Task details:
Output the data below exactly.

[Saved data entries]
◆ ◆ ◆ ◆ ◆
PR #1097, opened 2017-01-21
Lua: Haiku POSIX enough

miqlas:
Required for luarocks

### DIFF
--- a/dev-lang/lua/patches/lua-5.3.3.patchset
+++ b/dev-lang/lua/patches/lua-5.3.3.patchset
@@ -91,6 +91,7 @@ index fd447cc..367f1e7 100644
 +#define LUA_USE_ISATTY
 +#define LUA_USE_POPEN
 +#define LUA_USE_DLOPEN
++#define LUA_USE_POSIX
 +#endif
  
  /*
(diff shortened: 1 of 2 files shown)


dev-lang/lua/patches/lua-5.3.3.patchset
◆ ◆ ◆ ◆ ◆
Answer space:
PR #1097, opened 2017-01-21
Lua: Haiku POSIX enough

miqlas:
Required for luarocks

### DIFF
--- a/dev-lang/lua/patches/lua-5.3.3.patchset
+++ b/dev-lang/lua/patches/lua-5.3.3.patchset
@@ -91,6 +91,7 @@ index fd447cc..367f1e7 100644
 +#define LUA_USE_ISATTY
 +#define LUA_USE_POPEN
 +#define LUA_USE_DLOPEN
++#define LUA_USE_POSIX
 +#endif
  
  /*
(diff shortened: 1 of 2 files shown)


dev-lang/lua/patches/lua-5.3.3.patchset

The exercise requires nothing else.